I can’t help when my brain hits that funk and it will happen for the rest of my life. In the last year, however, I’ve only had mini episodes. I tell people around me when I feel off (which is huge for me), I make a therapy appointment, I let myself pause or take “steps backward” in order to get through. If I had taken steps backward in the past- taking a year off before college, postponing my move, simply taking time for therapy, then I probably wouldn’t be living at home at the age of 29. This is not to say I regret what led me here. Lessons are learned the hard way.

 

I’m not suggesting we all need to suffer living with our parents at this age in order to learn about ourselves.

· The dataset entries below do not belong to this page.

PR #1071, opened 2019-09-20
[IA-1393] Bump heap and metaspace in build

rtitle:

In all cases:


jdcanas (approved):
Worth a try, https://docs.oracle.com/javase/8/docs/technotes/guides/troubleshoot/memleaks002.html seems to think it will do something.

Qi77Qi (approved):
thanks for looking into this! I was thinking maybe somewhere in test we're leaking memory..but hard to tell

What I do want to say is that it’s okay to pause. It’s okay to not feel like you’re where you should be because that’s a bunch of bullshit. My psychiatrist often reminds me that the one week I might take being unproductive to thwart a possible episode is so much better than ignoring it and eventually losing a year to a spiral. We don’t have to constantly be making these major leaps. It’s been five years of living in the home I grew up in- twice. I’m moving this Saturday. Even with feeling confident, I’m not pressuring myself to figure it all out right away. If life is about being happy then FUCK THE TIMELINE. Don’t let the stigma of things keep you from doing what you need to do to survive. One upside of depression is that when you come out of the ditch those moments of happiness and feeling are so powerful. You were in the dark for so long that the light is almost blinding- in the best way. I promise wherever you are, wherever you live, no matter what job you have or what you’re majoring in, if you see that light then you’re doing something right. Do what you need to do to hold onto it.